--- Supplied records Enclosed Below ---
PR #687, opened 2025-12-26
[CI] Add flaky tests endpoint to premerge advisor

boomanaiden154:
The premerge advisor collects a large amount of information on test
executions across two LLVM CI systems. It would be good to expose the
information we have about what tests are flaky so they can be fixed.
This PR starts an initial pass at that, implementing the underlying DB
query/data processing using a simple heuristic, namely that the tests
has failed more than ten times across more than ten commits.

### DIFF
--- a/premerge/advisor/advisor_lib.py
+++ b/premerge/advisor/advisor_lib.py
@@ -32,6 +32,13 @@ class TestExplanationRequest(TypedDict):
     platform: str
 
 
+class FlakyTestInfo(TypedDict):
+    test_name: str
+    first_failed_index: str
+    last_failed_index: str
+    failure_range_commit_count: int
+
+
 _TABLE_SCHEMAS = {
     "failures": "CREATE TABLE failures(source_type, base_commit_sha, commit_index, source_id, test_file, failure_message, platform)",
     "commits": "CREATE TABLE commits(commit_sha, commit_index)",
@@ -161,7 +168,7 @@ def _try_explain_flaky_failure(
       db_connection: The database connection.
--- End of Enclosed Supplied records ---
#### Work request
Nothing but a number belongs in the answer: the number of lines above that contain "advisor".

#### Solution to the problem
4